- #1
goosefrabbas
- 3
- 0
Homework Statement
Consider the families of iterating functions Fλ(x) = λ(x3 - x). Fλ(x) undergoes a bifurcation at λ=1, about the fixed point x=0. Figure out what ilk of bifurcation is occurring for Fλ(x) and prove your assertion rigorously.
Homework Equations
My book says this about period-doubling bifurcations, and I need to prove all four of these to prove the problem.

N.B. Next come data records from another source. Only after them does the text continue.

PR #11047, opened 2017-08-14
[tests] rename functional tests

jnewbery:
This may be a non-starter because of the churn caused, but I thought I'd put it out there and see what people think. Not that git is usually smart enough to figure out filename only changes, so rebasing shouldn't be an issue.

This PR changes the functional tests to have a consistent naming scheme:

- tests for individual RPC methods are named `rpc_...`
- tests for interfaces (REST, ZMQ, RPC features) are named `interface_...`
- tests that explicitly test the p2p interface are named `p2p_...`
- tests for wallet features are named `wallet_...`
- tests for mining features are named `mining_...`
- tests for mempool behaviour are named `mempool_...`
- tests for full features that aren't wallet/mining/mempool are named `feature_...`

Rationale: it's sometimes difficult for new contributors to know what's already covered by existing tests and where new tests should be added. Naming in a consistent fashion makes it easier to see what's already covered at a glance.


ryanofsky (commented):
I like this because there have been times I haven't known how to name a new test based on the existing names. Two suggestions:

- Could more consistently abbreviate transaction as either tx or txn
- Maybe rename to `category/test.py` instead of `category_test.py` to make it easier to distinguish between test utitilities (like combine_logs.py and test_runner.py) and tests, and to make the utilities more discoverable.

promag:
> Maybe rename to `category/test.py` instead of `category_test.py`.

:+1:

MarcoFalke:
Concept ACK. At this point we have so many test scripts that some sort of naming scheme or grouping really makes sense.

jonasschnelli:
I would have preferred folder but I guess that makes things complicated.
utACK deda19ea50b49cebe7e62caf3770989e46af505f

MarcoFalke:
Would you mind adding the naming rules from the OP to the QA developer
notes?

jnewbery:
@jonasschnelli folders is possible. This is just a concept at the moment. @ryanofsky also prefers folders. I'm happy to take feedback on what scheme people prefer.

laanwj:
> I would have preferred folders but I guess that makes things complicated.

I'd dread the resulting python mess when using folders as it conflicts with modules.
Also having them in one directory makes it easier to find all the tests.
So I slightly prefer this naming scheme.

MeshCollider:
I also prefer the prefix style over the folders

mess110:
For now, I think prefix solves the problem of grouping and provides some extra clarity.

jnewbery:
Updated with more consistent naming. `test_runner.py` and `README.md` have also been updated.

jnewbery:
reimplemented as a scripted-diff, since this is going to need rebase for every change in `/test/functional`.

MarcoFalke:
Can you remove the scripted diff tags? It takes longer to review the script than to look at the git diff. Though, feel free to keep the script in the commit body if that is helpful to you.

You might want to ask if anyone objects those changes on Thursday. If not, we can merge on Friday.

jnewbery:
Rebased with the final commit not implemented as a scripted-diff.

test/functional/README.md
```diff
@@ -27,6 +27,20 @@ don't have test cases for.
...
+    - `feature` for tests for full features that aren't wallet/mining/mempool, eg `feature_rbf.py`
+    - `interface` for tests for other interfaces (REST, ZMQ, etc), eg `interface_rest.py`
+    - `mempool` for tests for mempool behaviour, eg `mempool_reorg.py`
+    - `mining` for tests for mining features, eg `mining_prioritisetransaction.py`
+    - `p2p` for tests that explicitly test the p2p interface, eg `p2p_disconnect_ban.py`
+    - `rpc` for tests for individual RPC methods or features, eg `rpc_listtransactions.py`
+    - `wallet` for tests for wallet features, eg `wallet_keypool.py`
+- use an underscore to separate words
+    - exception: for tests for specific RPCs or command line options which don't include underscores, name the test after the exact RPC or argument name, eg `rpc_decodescript.py`, not `rpc_decode_script.py`
+- Don't use the redundant work `test` in the name, eg `interface_zmq.py`, not `interface_zmq_test.py`
```
ajtowns: Nit: "redundant word" not work

test/functional/test_runner.py
```diff
@@ -54,104 +54,104 @@
...
-    'p2p-compactblocks.py',
-    'segwit.py',
+    'p2p_block.py',
+    'rpc_fundrawtransaction.py',
+    'p2p_compactblocks.py',
+    'p2p_segwit_activation.py',
     # vv Tests less than 2m vv
-    'wallet.py',
-    'wallet-accounts.py',
-    'p2p-segwit.py',
```
ajtowns: This seems backwards: segwit.py becomes p2p_segwit_activation, but p2p-segwit.py becomes feature_segwit?

test/functional/test_runner.py
```diff
@@ -54,104 +54,104 @@
...
-    'merkle_blocks.py',
-    'receivedby.py',
-    'abandonconflict.py',
-    'bip68-112-113-p2p.py',
-    'rawtransactions.py',
-    'reindex.py',
+    'rpc_txoutproof.py',
+    'wallet_listreceivedby.py',
+    'wallet_abandonconflict.py',
+    'p2p_csv_activation.py',
```
ajtowns: This doesn't seem to test p2p protocol aspects, so maybe should be feature_csv_activation? (Or feature_bip68_112_113_activation?)

test/functional/test_runner.py
```diff
@@ -54,104 +54,104 @@
...
-    'wallet-hd.py',
-    'walletbackup.py',
+    'wallet_hd.py',
+    'wallet_backup.py',
     # vv Tests less than 5m vv
-    'p2p-fullblocktest.py',
-    'fundrawtransaction.py',
-    'p2p-compactblocks.py',
-    'segwit.py',
+    'p2p_block.py',
```
ajtowns: p2p_block tests block acceptance and reorg behaviour rather than the p2p protocol so should probably be in the feature_ namespace

ajtowns:
ACK with a few nits (see other comments).

MarcoFalke:
Will be closing in a couple of weeks, if this sits still.

jnewbery:
Closing in favour of #11774. Thanks @ajtowns!

PR #11049, opened 2017-08-14
coincontrol can filter for segwit inputs, expose fundraw option

instagibbs:
This is useful for external signers such as Ledger where only one type of input is allowed for any given transaction to be signed ~~or in the case where you want to explicitly make a non-malleable transaction.~~

### DIFF
--- a/src/wallet/coincontrol.cpp
+++ b/src/wallet/coincontrol.cpp
@@ -1,0 +1,17 @@
+// Copyright (c) 2011-2017 The Bitcoin Core developers
+// Distributed under the MIT software license, see the accompanying
+// file COPYING or http://www.opensource.org/licenses/mit-license.php.
+
+#include "coincontrol.h"
+
+bool InputTypeFromString(const std::string& input_string, InputType& input_type) {
+    static const std::map<std::string, InputType> input_types = {
+        {"LEGACY", InputType::LEGACY},
+        {"SEGWIT", InputType::SEGWIT},
+        {"ALL", InputType::ALL},
+    };
+    auto it = input_types.find(input_string);
+    if (it == input_types.end()) return false;
+    input_type = it->second;
+    return true;
+}
--- a/src/wallet/rpcwallet.cpp
+++ b/src/wallet/rpcwallet.cpp
@@ -6,6 +6,7 @@
 #include "amount.h"
 #include "base58.h"
 #include "chain.h"
+#include "coincontrol.h"
 #include "consensus/validation.h"
 #include "core_io.h"
 #include "init.h"
@@ -2811,6 +2812,10 @@ UniValue fundrawtransaction(const JSONRPCRequest& request)
                             "         \"UNSET\"\n"
                             "         \"ECONOMICAL\"\n"
                             "         \"CONSERVATIVE\"\n"
+                            "     \"input_type\"             (string, optional, default=ALL) The type of inputs used to fund the transaction, must be one of:\n"
+                            "         \"ALL\"                Only use non-segwit inputs\n"
+                            "         \"LEGACY\"             Only use segwit inputs\n"
+                            "         \"SEGWIT\"             Use all input types\n"
                             "   }\n"
                             "                         for backward compatibility: passing in a true instead of an object will result in {\"includeWatching\":true}\n"
                             "\nResult:\n"
@@ -2860,6 +2865,7 @@ UniValue fundrawtransaction(const JSONRPCRequest& request)
                 {"replaceable", UniValueType(UniValue::VBOOL)},
                 {"conf_target", UniValueType(UniValue::VNUM)},
                 {"estimate_mode", UniValueType(UniValue::VSTR)},
+                {"input_type", UniValueType(UniValue::VSTR)},
             },
             true, true);
 
@@ -2905,6 +2911,11 @@ UniValue fundrawtransaction(const JSONRPCRequest& request)
             }
             if (!FeeModeFromString(options["estimate_mode"].get_str(), coinControl.m_fee_mode)) {
                 throw JSONRPCError(RPC_INVALID_PARAMETER, "Invalid estimate_mode parameter");
+            }
+        }
+        if (options.exists("input_type")) {
+            if (!InputTypeFromString(options["input_type"].get_str(), coinControl.m_input_type)) {
+                throw JSONRPCError(RPC_INVALID_PARAMETER, "Invalid input_type parameter");
             }
         }
       }
--- a/src/wallet/wallet.cpp
+++ b/src/wallet/wallet.cpp
@@ -2215,6 +2215,25 @@ void CWallet::AvailableCoins(std::vector<COutput> &vCoins, bool fOnlySafe, const
                     continue;
                 }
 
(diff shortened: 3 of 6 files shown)


promag:
Drop `Desired` from enum?

sipa:
Concept ACK

src/wallet/wallet.h
```diff
@@ -1223,4 +1223,12 @@ bool CWallet::DummySignTx(CMutableTransaction &txNew, const ContainerType &coins
     return true;
 }
 
+enum class InputType {
+    LEGACY, //! Only use non-segwit inputs
+    SEGWIT, //! Only use segwit inputs
+    ALL,    //! Use any inputs
```
promag: `//! Use all input types`

promag (commented):
Concept ACK.

What about `unspent_types` (instead of `input_type`) and use `txnouttype` instead of adding the new `InputType` enum (which also adds *legacy*, both not well defined terms).

`unspent_types` should an array of strings, each parsed to a `txnouttype` value. I think RPC interface could be as low level as this.

instagibbs:
@promag I see negative value to the user to have them iterate what type of segwit inputs they'd like, especially as that list grows. What the user will typically care about is whether or not the resulting transaction can be malleated.

instagibbs:
travis failure seems unrelated, `p2p-leaktest.py`

src/wallet/rpcwallet.cpp
```diff
@@ -2811,6 +2811,10 @@ UniValue fundrawtransaction(const JSONRPCRequest& request)
                             "         \"UNSET\"\n"
                             "         \"ECONOMICAL\"\n"
                             "         \"CONSERVATIVE\"\n"
+                            "     \"input_type\"             (string, optional, default=ALL) The type of inputs used to fund the transaction, must be one of:\n"
+                            "         \"ALL\"\n"
```
jonasschnelli: Maybe re-use the comments from https://github.com/bitcoin/bitcoin/pull/11049/files#diff-12635a58447c65585f51d32b7e04075bR1227 here?

src/wallet/wallet.h
```diff
@@ -1223,4 +1223,12 @@ bool CWallet::DummySignTx(CMutableTransaction &txNew, const ContainerType &coins
     return true;
 }
 
+enum class InputType {
```
jonasschnelli: I think that enum class belong to `coincontrol.h`

src/wallet/wallet.h
```diff
@@ -1223,4 +1223,12 @@ bool CWallet::DummySignTx(CMutableTransaction &txNew, const ContainerType &coins
...
+    LEGACY, //! Only use non-segwit inputs
+    SEGWIT, //! Only use segwit inputs
+    ALL,    //! Use all input types
+};
+
+bool InputTypeFromString(const std::string& mode_string, InputType& input_type);
```
jonasschnelli: Same here: could be defined and implemented in `coincontrol.h/cpp`

src/wallet/wallet.cpp
```diff
@@ -2215,6 +2215,26 @@ void CWallet::AvailableCoins(std::vector<COutput> &vCoins, bool fOnlySafe, const
                     continue;
                 }
 
+
+                if (coinControl) {
+                    std::vector<std::vector<unsigned char> > vSolutions;
+                    txnouttype whichType;
```
jonasschnelli: Maybe it would be saner to set a default value in case `Solver()` returns false and hasn't set `whichType`?

jonasschnelli:
Concept ACK

Leviathn:
Concept ACK

NicolasDorier:
Concept NACK.

What you are interested is not SEGWIT output, what you are interested is third party `malleabilitySafe` coins.
All segwit coin are not malleabilitySafe. A segwit coin is malleability safe in the following condition:

1. The coin is confirmed
2. The unconfirmed parent coins are all segwit coins, are not meant to be RBF, and are trusted.

instagibbs:
@NicolasDorier I can remove that reasoning from the PR description, but it's still a use-case that would exist even with a more "complete" anti-malleability setting.

instagibbs:
fixed up @jonasschnelli 's concerns

src/wallet/wallet.cpp
```diff
@@ -2215,6 +2215,26 @@ void CWallet::AvailableCoins(std::vector<COutput> &vCoins, bool fOnlySafe, const
                     continue;
                 }
 
+
+                if (coinControl) {
```
promag: Correct me if I'm wrong but this block will incur in a substantial performance penalty? What about:
```cpp
if (coinControl && coinControler->m_input_type != InputType::ALL) {
```

src/wallet/coincontrol.cpp
```diff
@@ -0,0 +1,17 @@
+// Copyright (c) 2011-2017 The Bitcoin Core developers
+// Distributed under the MIT software license, see the accompanying
+// file COPYING or http://www.opensource.org/licenses/mit-license.php.
+
+#include "coincontrol.h"
+
+bool InputTypeFromString(const std::string& input_string, InputType& input_type) {
+    static const std::map<std::string, InputType> input_types = {
+    {"LEGACY", InputType::LEGACY},
```
promag: Indent.

promag (commented):
IMO just be able to filter the unspent type is great. Something like:
```python
fundrawtransaction(rawtx, {"unspent_type":"*"});            # default (all)
fundrawtransaction(rawtx, {"unspent_type":"segwit_v0_*"});  # witness_v0_keyhash and
                                                            # witness_v0_scripthash
fundrawtransaction(rawtx, {"unspent_type":"multisig"});
```
See https://github.com/bitcoin/bitcoin/blame/master/src/script/standard.cpp#L25-L32.

So, no new type, no new "legacy", scalable and really "raw" as the call states it is.

In any case, some comments.

instagibbs:
@promag I'd really rather not have regex-y inputs presented to users unless there's a compelling use-case. Open to suggestions of course, I likely missed some.

Fixed comments.

src/wallet/rpcwallet.cpp
```diff
@@ -2907,6 +2913,11 @@ UniValue fundrawtransaction(const JSONRPCRequest& request)
                 throw JSONRPCError(RPC_INVALID_PARAMETER, "Invalid estimate_mode parameter");
             }
         }
+        if (options.exists("input_type")) {
+            if (!InputTypeFromString(options["input_type"].get_str(), coinControl.m_input_type)) {
+                throw JSONRPCError(RPC_INVALID_PARAMETER, "Invalid input_type parameter");
```
promag: Missing test for this error.

NicolasDorier:
@instagibbs I don't see why someone would want to filter by type on fundraw?

Is it so that the ultimate signer don't have to know how to use legacy signing?

instagibbs:
Closing for now, as for my use-case it's actually not needed: At least for Ledger  one can sign by simply "signing twice", segwit inputs then non-segwit inputs. No need to special case coin selection. h/t @greenaddress

PR #11056, opened 2017-08-15
disable jni in builds

instagibbs:
Suggested by @theuni 

Unneeded and was causing travis issues downstream.

### DIFF
--- a/configure.ac
+++ b/configure.ac
@@ -1261,7 +1261,7 @@ if test x$need_bundled_univalue = xyes; then
   AC_CONFIG_SUBDIRS([src/univalue])
 fi
 
-ac_configure_args="${ac_configure_args} --disable-shared --with-pic --with-bignum=no --enable-module-recovery"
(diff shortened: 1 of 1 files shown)


theuni:
utACK. @instagibbs had an unrelated build failure due to (auto) jni detection in libsecp256k1. Regardless of that problem (which should be addressed), we should be deterministic in the downstream features we enable/build.

laanwj:
What is jni and how would it possibly have any influence on us?

sipa:
libsecp256k1 has (optional) JNI bindings

jonasschnelli:
utACK 844b73e486ca146f3f9f3060e878814752c25fd5 though I think the libsecp256k1 JNI (java native interface) default should not be auto ("no" as default makes more sense IMO).

laanwj:
If the answer is that it doesn't affect us in any way, then it should be disabled, I agree. If anything it's a waste of resources building.

utACK.

fanquake:
ACK https://github.com/bitcoin/bitcoin/commit/844b73e486ca146f3f9f3060e878814752c25fd5

PR #11067, opened 2017-08-16
[qa] TestNode: Add wait_until_stopped helper method

maflcko:
This adds a helper method `wait_until_stopped` to the `TestNode` class. This should prevent numerous `time.sleep()` over all places.

Additionally, the timeout behavior is restored. (Was removed by the introduction of `TestNode`.)
This should prevent tests from running indefinitely by accident.

### DIFF
--- a/test/functional/test_framework/test_node.py
+++ b/test/functional/test_framework/test_node.py
@@ -17,8 +17,11 @@ from .util import (
     assert_equal,
     get_rpc_proxy,
     rpc_url,
+    wait_until,
 )
 from .authproxy import JSONRPCException
+
+BITCOIND_PROC_WAIT_TIMEOUT = 60
 
 class TestNode():
     """A class for representing a bitcoind node under test.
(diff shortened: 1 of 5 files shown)


jnewbery:
Concept ACK, but I'm concerned about defining a `wait_until` in util.py, when there's already a `wait_until` definied in mininode.py. This is a problem since wildcard imports are used in a lot of tests, so behavior will be unpredictable.

jnewbery:
Rebase on #11068?

jnewbery:
Looks great. Tested ACK fa7d395048c9395bbf23439c2986751db560aa8b

MarcoFalke:
Solved merge conflict fa7d39504 ... fa72a0011

test/functional/test_framework/test_node.py
```diff
@@ -121,25 +124,27 @@ def is_node_stopped(self):
...
-            return True
-        return False
+        if return_code is None:
+            return False
+
+        # process has stopped. Assert that it didn't return an error code.
+        assert_equal(return_code, 0)
+        self.running = False
+        self.process = None
+        self.rpc_connected = False
```
jnewbery: I think this method should also set `self.rpc` to None

jnewbery (commented):
Tested ACK fa72a0011bead99f60e6442b79ddad407d3a3df2.

One nit inline. Otherwise looks good.

test/functional/test_framework/test_node.py
MarcoFalke: @jnewbery Done

test/functional/test_framework/test_node.py
```diff
@@ -17,9 +17,12 @@
     assert_equal,
     get_rpc_proxy,
     rpc_url,
+    wait_until,
 )
 from .authproxy import JSONRPCException
 
+BITCOIND_PROC_WAIT_TIMEOUT = 60
```
jnewbery: This constant is now only used in one place. Perhaps remove it as a constant and add it as an integer literal in the definition of `wait_until_stopped()` with a comment.

If not, perhaps move this constant assignment down to just above the call to `wait_until_stopped()`

MarcoFalke: I prefer to put constants at the top of a file and my personal taste is that it is ugly to place them between or inside methods/functions.

jnewbery: That's reasonable

jnewbery:
utACK faa8d9581affde35a8242c63fca8a52004d4f943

Definition: A one-parameter family of functions Fλ undergoes a period-doubling bifurcation at the parameter value λ=λ0 if there is an open interval and an ε such that:
1. For each λ in the interval [λ0 - ε, λ0 + ε], there is a unique fixed point pλ for Fλ in I.
2.For λ0 - ε < λ < λ0, Fλ has no cycles of period 2 in I and pλ is attracting (resp. repelling).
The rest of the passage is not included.